As these things tend to go, that moderate hit song paled in comparison to the rest of the album.

I’m normally not overly impressed by music from virtuosos, whether the exceptional talent be singing or an instrument like, in this casae, guitar. It tends to be a platform for showcasing technical skills rather than making songs that sound good. Sexton gets plenty intricate with guitar solos, fills, and pedal gymnastics, but Under the Wishing Tree is so memorable because of the depth of storytelling and intense arrangements.

It’s at its most poignant when Sexton speaks about his childhood. “Sunday Clothes”, track six, is a deceptively jaunty song about how church helped him deal with a broken home life and a father in prison. The earnest religiosity never tips into outright praise or preachiness, even when he proclaims that “God is watching” in the final track, “Broken Dream”. The mood is not self-satisfied or superior, but relieved and thankful. This is Christian rock I can get behind.

The album is also just plain long. At 72 minutes, its twelve songs average six minutes each. In reality there’s four songs exceeding six minutes but among them the 12-minute epic “Plain Bad Luck and Innocent Mistakes”. Only one song, “Railroad”, comes close to a radio-friendly four minutes, and that’s because its first 15 seconds are inexplicably at the end of the previous track.

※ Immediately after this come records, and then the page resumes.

PR #2595, opened 2021-07-09
fix(InputColor): Incorrect coloring and positioning when hueless or saturationless color is provided

ElliotTheHuman:
- Added fallback values to `simpleStringToHsv` function to prevent NaN values from appearing in color state's h and s values
- Added tests to assure that we replace NaN values with default values (i.e. 0)

- [ ] 📚 Documentation updated
- [ ] 👾 Browsers tested
  - [ ] Chrome
  - [ ] Firefox
  - [ ] Safari
  - [ ] IE11

### DIFF
--- a/packages/components/src/Form/Inputs/InputColor/utils/stringToSimpleHsv.ts
+++ b/packages/components/src/Form/Inputs/InputColor/utils/stringToSimpleHsv.ts
@@ -29,17 +29,17 @@ import { SimpleHSV } from '../types'
 
 export const stringToSimpleHsv = (color: string): SimpleHSV => {
   const hsvColor = hsv(color)
-
+  let { h, s, v } = hsv(color)
   /**
-   * The hsv helper function returns NaN for hueless and saturationless values
+   * The hsv helper function returns NaN for hueless and saturation-less values
    * like black, white, grey. We will instead send 0 if either value is NaN for use
    * when calculating handle positioning and coloring on the hue slider and saturation preview.
    *
-   * 0 is used as a fallback value to mirror MDN's handling of hueless and saturationless values:
+   * 0 is used as a fallback value to mirror MDN's handling of hueless and saturation-less values:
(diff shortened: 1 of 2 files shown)


packages/components/src/Form/Inputs/InputColor/utils/stringToSimpleHsv.ts
```diff
@@ -29,5 +29,17 @@ import { SimpleHSV } from '../types'
...
+   * like black, white, grey. We will instead send 0 if either value is NaN for use
+   * when calculating handle positioning and coloring on the hue slider and saturation preview.
+   *
+   * 0 is used as a fallback value to mirror MDN's handling of hueless and saturationless values:
+   * https://developer.mozilla.org/en-US/docs/Web/HTML/Element/input/color
+   */
+  const hue = isNaN(hsvColor.h) ? 0 : hsvColor.h
+  const saturation = isNaN(hsvColor.s) ? 0 : hsvColor.s
+
+  return { h: hue, s: saturation, v: hsvColor.v }
```
lukelooker, line 44: The terse-obsessed nerd in me see this (completely unneeded) refactor to tighten things up a bit here:

```suggestion
  let { h, s, v } = hsv(color)
  /**
   * The hsv helper function returns NaN for hueless and saturation-less values
   * like black, white, grey. We will instead send 0 if either value is NaN for use
   * when calculating handle positioning and coloring on the hue slider and saturation preview.
   *
   * 0 is used as a fallback value to mirror MDN's handling of hueless and saturation-less values:
   * https://developer.mozilla.org/en-US/docs/Web/HTML/Element/input/color
   */
  if(isNaN(h)) h = 0
  if(isNaN(s)) s = 0

  return { h, s, v }
```

lukelooker (approved):
LGTM - I added a comment about an alternate way to write the functional portion of this but I'm not sure my version is any better - just the way my brain wanted to see it. Feel free to ignore and proceed on as-is if you prefer the way you wrote it :)

lukelooker (approved):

“Plain Bad Luck and Innocent Mistakes” uses its running time to look back at his parents’ life – a tale of ’60s rebellion that uses sensitive, piercing lyrics and composed but honest rock and roll to paint its characters with sympathy and grandeur. It starts off quietly and builds to more than one climax by its end.

In fact, the peak moment of the whole album occurs in the song after that, “Home Sweet Home”, which I attempt to afford some tiny justice below. It revels triumphantly in small victories.